When the pandemic first started, there is a big interest in allergic reactions to COVID vaccine. And while that is a potential possibility, the risk for a COVID vaccine allergic reaction is actually really small for anaphylaxis. There is more of a risk of being struck by lightning than there is for having an anaphylactic reaction to a COVID vaccine. The most recent data for MRNA vaccines show allergic reactions are typically between one and five per million doses of COVID vaccine.
The other thing to understand is having a discussion risk-benefit ratio. How I conduct that in my practice is to talk about the benefits that COVID vaccine provides, which is, it does a really good job of preventing COVID hospitalization, death, and severe disease.
The most common side effects that I discuss with my patient are typically local side effects. So that would mean at the injection side. There's there can be pain, redness, swelling. And then there's a small minority. Patients get systemic side effects, so these would be things like chills, fever, muscle, pains, headaches.
There are reports of very rare side effects with COVID vaccine, and I do bring these up because I like for the patients to know. And again, this is an open conversation, and many patients know about some side effects from research on their own. We know that COVID vaccine has been associated with myocarditis in a minority of patients. It's extremely rare. ... But the conversation also should include that in one study, looking at patients with myocarditis, the majority of patients had mild to moderate disease, and they recovered without any intervention. And were normal afterwards.

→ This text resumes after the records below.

PR #34, opened 2021-06-16
enh: implement metadata aggregator for asset summary

satra:
This PR implements the computation of asset summary for a dandiset to this library.

- slight changes to regexes required pattern updates (so new schema will be released)

addresses part 1 of https://github.com/dandi/dandi-api/issues/337

will file a PR on API to use this.


yarikoptic:
Let's proceed!

PR #40, opened 2021-06-17
fix: allow migration for versions greater than 0.3.2

satra:
Allow migrating from versions greater 0.3.1


dchiquito (commented):
It seems like we'd only like to run most of that block of code when migrating from < 0.3.2. What about adding this instead:
```
elif version2tuple(schema_version) < version2tuple(DANDI_SCHEMA_VERSION):
    obj["schemaVersion"] = to_version
```

dchiquito (approved):

PR #702, opened 2025-06-21
Add a function that produces a `Range` that covers an exact version

garyb:
Part of https://github.com/purescript/spago/issues/1337


thomashoneyman (approved):

thomashoneyman:
We don’t have releases, so Spago will just refer to a newer commit. (At some point we’ll want to release a SemVer version of the library)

There's also an association between blood clots and the specific J&J vaccine. We know that vaccine is no longer recommended in the US. So I think that's something that patients may bring to a provider to say, what do you think about these type of issues? ...
One of the things that we're fortunate about in health care is that to this date, the number one trusted source for a patient with regards to vaccines is still the health care provider. That's important. It's not social media. It's not the FDA or the CDC or Dr. Fauci. It's actually their health care provider. So we, as health care providers, have an important role in understanding and explaining and really advocating.
... It's important to give our strong opinion for vaccination, and that that is something that patients can really latch on to, and really trust the source that it's coming from.